Repository is located, as usually, on Github, here. The most important file there is printout of encoder firmware, generated with my fork of objdump. Also, there are few scripts, I used to make process more automatic. Especially useful for someone, who might want to reproduce the process or continue my work might be the ELF generator script. It is written in Python and uses my ELF-creation library from part 4. As there is no way to install the library where it should be – /usr/lib/pythonX.X/site-packages, I used MAKEELFPATH environment variable to find makeelf.

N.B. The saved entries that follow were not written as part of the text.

PR #1275, opened 2018-01-05
Handle filemode changes

### LINKED ISSUE #310: Add support for `typechange`
If a symlink changes to a regular file or a regular file changes to a symlink, Git reports the change as a `typechange` and `git diff --name-status head` shows a `T`, which we do not currently handle.

### LINKED ISSUE #942: Staging mode changes on macOS impossible from "Unstaged Changes" view.
### Description
:wave: Hey! I just noticed something interesting when trying to stage a file using the "Stage File" button in the "Unstaged Changes" diff view: when I change the file's mode from `644` to `755`, Atom appears to stage the changes to its contents but not the changes to the mode. Right-clicking the file and clicking "Stage" works, and clicking "Stage All" works, but the diff view leaves the file in a half-staged netherworld. `git diff` from the command line shows the unstaged mode change.

git

### Steps to Reproduce

1. Create a file (e.g., `test.js`).
2. Change the file's mode from `644` to `755`.
3. Open the file in the Git package's diff view.
4. Click "Stage File."

**Expected behavior:** I would expect the whole file to be staged, including changes to its metadata.

**Actual behavior:** Only the contents of the file are staged.

**Reproduces how often:** 100% of the time.

### Versions
```
~ ❯❯❯ atom --version
Atom    : 1.18.0
Electron: 1.3.15
Chrome  : 52.0.2743.82
Node    : 6.5.0

~ ❯❯❯ apm --version
apm  1.18.1
npm  3.10.10
node 6.9.5 x64
python 2.7.13
git 2.13.1

~ ❯❯❯ sw_vers
ProductName:	Mac OS X
ProductVersion:	10.12.5
BuildVersion:	16F73
```

### Additional Information
💖  Thanks for taking a look.

### LINKED ISSUE #1273: Issues staging changes to execute permissions
The GitHub package chokes on files that have filemodes changed from 100644 to 100755 or vise versa. Repro steps:

**Scenario 1**: only changing file mode

1. Change a non-executable file in a repo to be executable: `chmod +x somefile.txt`
2. Click on the file in Atom

Atom throws an exception in the diff parser (`what-the-diff`). It *is* possible to stage the file by pressing enter on the file or right-clicking and choosing "Stage."

**Scenario 2**: text and file mode changes

1. Change a non-executable file in a repo to be executable: `chmod +x somefile.txt`
2. Change the contents of the file
3. Click on the file in Atom

In this case, Atom shows the text changes and allows the user to stage the lines/hunks effected, but once they're all staged, the same issue as the scenario above appears.

---

Pretty sure this is a duplicate but I can't seem to find the original issue. `¯\(º_o)/¯`

BinaryMuse:
This PR introduces necessary changes to handle mode changes, including handling symlinks.

- [x] Clean up file patch controller tests after refactor, add comments
- [x] UX improvements
- [x] Test symlink cases
- [x] Handle parsing diffs with no patch or binary part
- [x] Header in normal diff UI when execute bit is changed
- [x] Stage entire file instead of all lines/hunks when clicking "Stage File" from header
- [x] Use keyboard to stage mode changes
- [x] Special UI when symlink changes path
- Handle typechanges:
  - [x] Properly handle single diff case when symlink added/removed
  - [x] Properly parse/handle dual diffs
  - [x] Show header when file changes to symlink or visa versa
  - [x] Handle staging symlink mode change
  - [x] Add command for staging/unstaging symlink changes
  - [x] When unstaging contents for typechange, delete file and vice versa
  - [x] Allow staging lines and hunks for symlink, without staging symlink change
  - [x] Correctly handle staging lines that require symlink change to be staged
  - [x] Check permanent pane item behavior

Fixes #1273 
Fixes #310 
Fixes #942


BinaryMuse:
For staging *only* a filemode change (between `100644` and `100755`), we've found two strategies:

```
$ git update-index --skip-worktree --chmod=+x <file>
$ git update-index --no-skip-worktree <file>
```

and

```
$ git update-index --cacheinfo new_mode,blob_oid,filename
```

(which requires finding the current blob OID on the index via `git ls-files -s -- filename`)

kuychaco:
Notes for implementing logic for staging/unstaging symlink changes:

‘Stage/Unstage Symlink Change` button should stage/unstage whole file UNLESS
* [unstaged changes] symlink deleted and added lines
    * instead use `git rm --cached <filename>`
* [staged changes] symlink created and deleted lines
    * instead use `git rm --cached <filename>`

Edge case: for symlink change and added/changed lines, when all lines are staged/unstaged there’s no way to stage/unstage the file deletion. Consider adding “Delete file” button instead of “File has no contents” message?

lib/git-shell-out-strategy.js
```diff
@@ -487,12 +508,26 @@ export default class GitShellOutStrategy {
       // add untracked file
       const absPath = path.join(this.workingDir, filePath);
       const executable = await isFileExecutable(absPath);
+      const symlink = await isFileSymlink(absPath);
```
BinaryMuse: wondering if this will return the correct thing on Windows (e.g. could Git be configured to recognize them or have a stored symlink filemode but the fs helpers return `false`)

lib/controllers/file-patch-controller.js
```diff
@@ -172,8 +172,12 @@ export default class FilePatchController extends React.Component {
       {oldMode: fp.getOldMode(), newMode: fp.getNewMode()} :
       null;
     const symlinkChange = fp && fp.hasSymlink() ?
-      {oldSymlink: fp.getOldFile().getSymlink(), newSymlink: fp.getNewFile().getSymlink(), status: fp.getStatus()} :
-      null;
+    {
+      oldSymlink: fp.getOldFile().getSymlink(),
+      newSymlink: fp.getNewFile().getSymlink(),
```
BinaryMuse: Can we throw these on `FilePatch` directly, similar to `getOldPath` and `getNewPath`?

lib/models/file-patch.js
```diff
@@ -208,7 +225,16 @@ export default class FilePatch {
...
+      if (this.hasTypechange() && this.getStatus() === 'added') {
+        // handle special case when a file was created after a symlink was deleted.
+        // In order to unstage the file creation, we must ensure that the unstage patch has no new file,
+        // so when the patch is applied to the index, there file will be removed from the index
+        return this.getUnstagePatch().clone({
+          newFile: new File({path: null, mode: null, symlink: null}),
+        });
+      } else {
+        return this.getUnstagePatch();
+      }
```
BinaryMuse: This look great! If they're not exercised in a repo test, we should consider adding specific `FilePatch` tests for them.

test/fixtures/repo-symlinks/dot-git/hooks/applypatch-msg.sample
```diff
@@ -0,0 +1,15 @@
+#!/bin/sh
```
BinaryMuse: How do you feel about dropping all the sample hooks and other non-essential files from the fixture repo, just to keep things tidy?

lib/models/file-patch.js
kuychaco: Done!

BinaryMuse:
@simurai Hi! 👋 We were wondering if we could get some of your lovely design expertise on this PR. There are a few new interactions we want to have some UI for.

**Executable mode changes**

When a user changes a file to make it executable or non-executable, we want the user to be able to stage this separately from any lines that changed in the file. Currently, there is a banner under the header affording this interaction.

unstaged_changes__thing_txt_ ___github_test-project

I also wonder if we could say something more user-friendly than just the textual representation of the modes (`100644` and `100755`). Maybe "This file was made executable," etc?

**Adding, removing, or changing a symlink**

If the user adds a new file that is a symlink, deletes a file that is a symlink, or changes a symlink so that it points to a new file, then that change will have no associated hunks ever. Right now we still just show a banner, but the diff view feels a little empty, and the primary change to the file (adding/removing/changing a symlink) feels de-emphasized.

git_ ___github_test-project

unstaged_changes__symlink-changed_txt_ ___github_test-project

I considered making a larger, more front-and-center UI for this type of interaction, but wasn't quite sure what direction to take it.

**Changing a regular file to a symlink or vice versa**

When a file is deleted and a symlink added in its place, or a symlink is deleted and a file added in its place, we then have a change that includes *both* a symlink being added/removed *and* lines being added/removed.

In this case, the different types of changes can be staged independently (excluding certain edge cases, which the package handles).

unstaged_changes__symlink-removed-and-contents-added_txt_ ___github_test-project

---

If you have 💭 s here, they'd be much appreciated. Happy to help turn design vision into actual code if you so desire. Thank you very much! 🙇‍♀️

simurai:
> I also wonder if we could say something more user-friendly than just the textual representation of the modes (100644 and 100755). Maybe "This file was made executable," etc?

Yeah, that would be nice so people don't have to google the meaning. Maybe still keep the number? Like:

File changed mode from non-executable (`100644`) to executable (`100755`)

> I considered making a larger, more front-and-center UI for this type of interaction, but wasn't quite sure what direction to take it.

I think it's still good to keep all these "meta changes" (if you can call it that) consistent. But given that on average, people see these not that often, making the whole area for the "meta section" a bit bigger might be ok. Like it could have a title and a different background. Also, have red/green highlights to show the diff? I'll see if I can tweak it a bit.

---

Another question? Should people be able to discard mode and symlink changes? Maybe tricky in some cases? Like discarding the "Stage Symlink Change" here...

unstaged_changes__symlink-removed-and-contents-added_txt_ ___github_test-project

... would result in adding the symlink back, but then also having another file with the same name. Right? Hmm... 🤔  Maybe too rare of a use-case to bother, for now.

BinaryMuse:
@simurai Ahhh, it looks so good! 😍 Calls out the change without being too invasive, I love it.

BinaryMuse:
@kuychaco As far as I can tell, the last of your changes look good!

Less important scripts, but still sometimes useful, are the ones to generate graph of function cross-references. They are able of generating .dot file, which can be converted to PNG (which is bad way of making it useful – it is 32768 pixels wide) or opened somewhere. And I used Gephi to read the final graph.

binutils development

Also binutils fork was improved a little bit. It is now possible to see symbols on every jump and call instruction. Moreover I did a kind of hack to be able to see references to data, as they mostly consisted of two instructions – first setting upper half of register, then adding lower half. So in that case, objdump is now displaying content of register, which most of the time don’t work, as objdump parses code linearly, without caring about jumps. But, if this opcode pair is used to really reference some address, it is quite reliable, so it is possible to see the address, as well as symbol name, in same way as with calls. Also, there is much more information about opcode types, so completely unknown instructions had been eliminated. Some of them were not used a single time and were renamed to resXX – for reserved.

Does it make sense?

Now, as I know really a lot about the firmware, it is time to try to answer the question in the heading. Well, the goal of reversing the encoder was to find compression and checksum algorithm for SMEDIA/ITE firmware blob. And, as far as I know now, it is really likely that at least compression algorithm is in fact somewhere here. I can say that, because I’ve seen routine for processing the data that seem to be compressed in SMEDIA/SMAZ container. Moreover, SMEDIA itself is also processed here, in original form, as one of the firmware’s responsibilities is firmware upgrade, so it is being copied to some internal ROM. So, if both – compressed and decompressed versions of firmware is here, then decompression also should be somewhere.

Now, this reverse engineering work might take really, really long time to get some results, but on the other hand, I might find, what I am looking for today. So, now the topic will probably seem to be dead for some undefined time.